People with limited income and resources may be able to get extra help paying for their Medicare drug plan costs. If you have a higher yearly income, you might also have to pay a Part D Income-Related Monthly Adjustment Amount (IRMAA).
If you’re already getting Social Security benefits, you’ll be automatically enrolled in Medicare. You’ll get your Initial Enrollment package, which includes your Medicare card and other information, about 3 months before you turn 65 (coverage begins the first day of the month you turn 65), or 3 months before your 25th month of disability benefits (coverage begins your 25th month of disability benefits).
If you’re not getting retirement benefits from Social Security or the Railroad Retirement Board (RRB), you must sign up to get Medicare.
Having coverage through an employer while you or your spouse are still working can affect your Part B enrollment rights. If you or your spouse are covered through active employment, you have a Special Enrollment Period (SEP).
This means you can join Part B any time that you or your spouse are working, and covered by a group health plan through the employer, or during the 8-month period that begins the month after the employment ends or the group health plan coverage ends, whichever happens first.
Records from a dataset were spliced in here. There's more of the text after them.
Issue #12460, opened 2023-12-22
Sync button does not work as expected on Numark Mixtrack Pro 3 Controller


ridicux:
### Bug Description

Hi,

Long-pressing the sync buttons on my Numark Mixtrack Pro 3 Controller is supposed to lock bpm on the respective deck. However, nothing happens instead.
If I do a short press on the sync buttons, the bpm sync happens, but at the same time, the respective deck starts playing, which is unexpected.
Sometimes, the following error is thrown when I press the sync button:
<img width="748" alt="Screenshot 2023-12-22 at 21 47 46" src="https://github.com/mixxxdj/mixxx/assets/154633625/ddc349eb-5c59-4650-8e95-a3aecfd6dd55">

### Version

2.4-beta-301-geeb6412862

### OS

MacOS 14.2.1

Swiftb0y:
confirmed previously in https://github.com/mixxxdj/mixxx/issues/12369#issuecomment-1835700452

Swiftb0y:
@ridicux can you try the mapping changes in made in #12468 (the two line changes made [here](https://github.com/mixxxdj/mixxx/pull/12468/files#diff-5d2c8b5f78f741322b10411269ca08a6cdc0417a8d3f58458f9f1e4fa7bfeb45)) and confirm whether these fix the issue for you?

shuda:
> @ridicux can you try the mapping changes in made in #12468 (the two line changes made [here](https://github.com/mixxxdj/mixxx/pull/12468/files#diff-5d2c8b5f78f741322b10411269ca08a6cdc0417a8d3f58458f9f1e4fa7bfeb45)) and confirm whether these fix the issue for you?

![image](https://github.com/mixxxdj/mixxx/assets/4147559/af8a26ee-2303-49e9-803e-210a0a30a756)

numark mixtrack pro 3 script missing 2 ".bind(this)" in line 579,583 but apart from this https://github.com/mixxxdj/mixxx/pull/12468 works well using numark mixtrack 3 pro

Swiftb0y:
Yup, I missed those. PR is updated. Thanks for testing.

ronso0:
fixed by #12468

PR #12437, opened 2023-12-16
Unit tests for engine.beginTimer

JoergAtGithub:
We've several reports about suspicious about the scripting API function `engine.beginTimer` in 2.4. To cover this functionality, I added testcase for this function.

PR #12468, opened 2023-12-27
fix(controllers): ensure callbacks have appropriate `this`

Swiftb0y:
This should fix most mappings that were previously broken, because they assumed when a function was passed as a callback to `engine.makeConnection` or `engine.beginTimer` that the `this` argument referred to the same `this` as when the function was defined (eg when defined as a "method" on a class). In reality, any function executed via [`QJSValue::call`](https://doc.qt.io/qt-5/qjsvalue.html#call) (which is the case with callbacks executed via
`ControllerScriptEngineBase::executeFunction`), will have its `this` argument set to the globalObject!

This commit fixes some of these issues in known cases (https://github.com/mixxxdj/mixxx/issues/12460), potential places introduced as part of (https://github.com/mixxxdj/mixxx/pull/12401) as well as some other potential spots that were easy to grep for.

### DIFF
--- a/res/controllers/Numark-Mixtrack-3-scripts.js
+++ b/res/controllers/Numark-Mixtrack-3-scripts.js
@@ -422,7 +422,7 @@ SingleDoubleBtn.prototype.buttonDown = function(channel, control, value, status,
     this.group = group;
 
     if (this.buttonTimer === 0) { // first press
-        this.buttonTimer = engine.beginTimer(this.doublePressTimeOut, this.buttonDecide, true);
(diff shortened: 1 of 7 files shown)


Swiftb0y:
@JoergAtGithub it probably makes sense to assert this behavior using a unit test in #12437

Swiftb0y:
friendly ping. This has been confirmed working for the mixtrack 3 in https://github.com/mixxxdj/mixxx/issues/12460#issuecomment-1873813821

Holzhaus (approved):
LGTM, thanks.

Swiftb0y:
Thank you.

Usually, you don’t pay a late enrollment penalty if you sign up during an SEP. You should contact your employer or union benefits administrator to find out how your insurance works with Medicare, and whether it would be to your advantage to delay Part B enrollment.
Generally, no. In most cases, it’s against the law for someone who knows you have Medicare to sell you a Marketplace plan, because that would duplicate your coverage. Medicare isn’t part of the Marketplace. If you have Medicare, you’re covered and don’t need to do anything about the Marketplace.
If you become eligible for Medicare after you join a Marketplace plan, generally it’s to your advantage to sign up when you’re first eligible for Medicare because:
- Once you’re eligible for Medicare, you won’t be able to get lower costs (subsidy) for a Marketplace plan based on your income.
- If you enroll in Medicare after your Initial Enrollment Period ends, you may have to pay a late enrollment penalty for as long as you have Medicare.
You usually don’t pay a monthly premium for Part A coverage if you or your spouse paid Medicare taxes while working. You pay a premium for Part B each month which is $135.50 for 2019.